• **YOUR ASSIGNMENT**:
Look through the data below for the string "AgreementDetails", and copy every line where it turns up.

Collected data:
↓

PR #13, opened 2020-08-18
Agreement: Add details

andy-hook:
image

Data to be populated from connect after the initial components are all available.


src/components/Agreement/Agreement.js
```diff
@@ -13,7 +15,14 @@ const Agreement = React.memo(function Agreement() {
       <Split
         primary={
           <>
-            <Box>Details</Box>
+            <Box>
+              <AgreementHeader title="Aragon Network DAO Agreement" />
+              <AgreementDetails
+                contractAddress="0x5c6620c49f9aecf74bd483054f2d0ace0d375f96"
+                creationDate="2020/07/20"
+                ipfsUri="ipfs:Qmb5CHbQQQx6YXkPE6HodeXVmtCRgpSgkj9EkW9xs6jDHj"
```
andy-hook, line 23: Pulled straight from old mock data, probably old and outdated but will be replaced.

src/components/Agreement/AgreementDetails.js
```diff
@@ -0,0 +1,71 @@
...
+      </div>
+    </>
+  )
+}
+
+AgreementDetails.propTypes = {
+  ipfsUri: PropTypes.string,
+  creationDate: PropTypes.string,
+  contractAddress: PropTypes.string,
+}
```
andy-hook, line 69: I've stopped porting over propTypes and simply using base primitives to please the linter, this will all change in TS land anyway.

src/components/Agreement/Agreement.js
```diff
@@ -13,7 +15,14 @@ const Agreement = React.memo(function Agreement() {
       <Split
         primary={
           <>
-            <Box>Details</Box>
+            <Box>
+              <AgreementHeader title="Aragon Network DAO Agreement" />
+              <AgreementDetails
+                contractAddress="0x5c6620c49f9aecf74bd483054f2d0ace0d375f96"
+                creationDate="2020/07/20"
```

↑
↓

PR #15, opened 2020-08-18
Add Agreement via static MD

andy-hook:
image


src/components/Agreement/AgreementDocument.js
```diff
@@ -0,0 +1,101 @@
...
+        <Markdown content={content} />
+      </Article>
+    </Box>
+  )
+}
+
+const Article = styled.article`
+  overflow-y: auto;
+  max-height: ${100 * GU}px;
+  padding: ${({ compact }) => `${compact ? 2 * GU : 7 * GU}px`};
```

↑
↓

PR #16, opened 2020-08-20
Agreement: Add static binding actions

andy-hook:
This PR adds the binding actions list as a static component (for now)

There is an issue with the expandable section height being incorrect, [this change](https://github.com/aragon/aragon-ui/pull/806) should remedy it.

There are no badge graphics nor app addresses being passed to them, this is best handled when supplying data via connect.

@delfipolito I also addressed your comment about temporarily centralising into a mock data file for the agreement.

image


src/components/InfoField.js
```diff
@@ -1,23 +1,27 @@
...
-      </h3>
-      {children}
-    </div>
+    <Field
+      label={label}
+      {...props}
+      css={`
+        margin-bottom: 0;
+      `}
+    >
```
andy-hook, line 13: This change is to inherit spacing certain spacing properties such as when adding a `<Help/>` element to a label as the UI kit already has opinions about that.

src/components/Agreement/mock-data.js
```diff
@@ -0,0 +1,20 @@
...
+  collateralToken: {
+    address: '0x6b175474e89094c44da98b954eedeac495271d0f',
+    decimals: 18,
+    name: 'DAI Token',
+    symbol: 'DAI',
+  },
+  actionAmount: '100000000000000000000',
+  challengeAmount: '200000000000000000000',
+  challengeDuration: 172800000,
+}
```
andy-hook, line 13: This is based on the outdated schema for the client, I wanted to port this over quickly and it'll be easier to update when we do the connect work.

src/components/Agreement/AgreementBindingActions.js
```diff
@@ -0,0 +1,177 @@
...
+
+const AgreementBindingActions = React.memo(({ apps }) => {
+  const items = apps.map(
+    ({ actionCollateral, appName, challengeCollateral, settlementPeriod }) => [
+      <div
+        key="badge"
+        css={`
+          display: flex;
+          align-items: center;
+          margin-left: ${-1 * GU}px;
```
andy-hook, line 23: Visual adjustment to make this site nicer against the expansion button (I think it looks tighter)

↑

• **TASK ANSWER**:
+              <AgreementDetails
src/components/Agreement/AgreementDetails.js
+AgreementDetails.propTypes = {
+              <AgreementDetails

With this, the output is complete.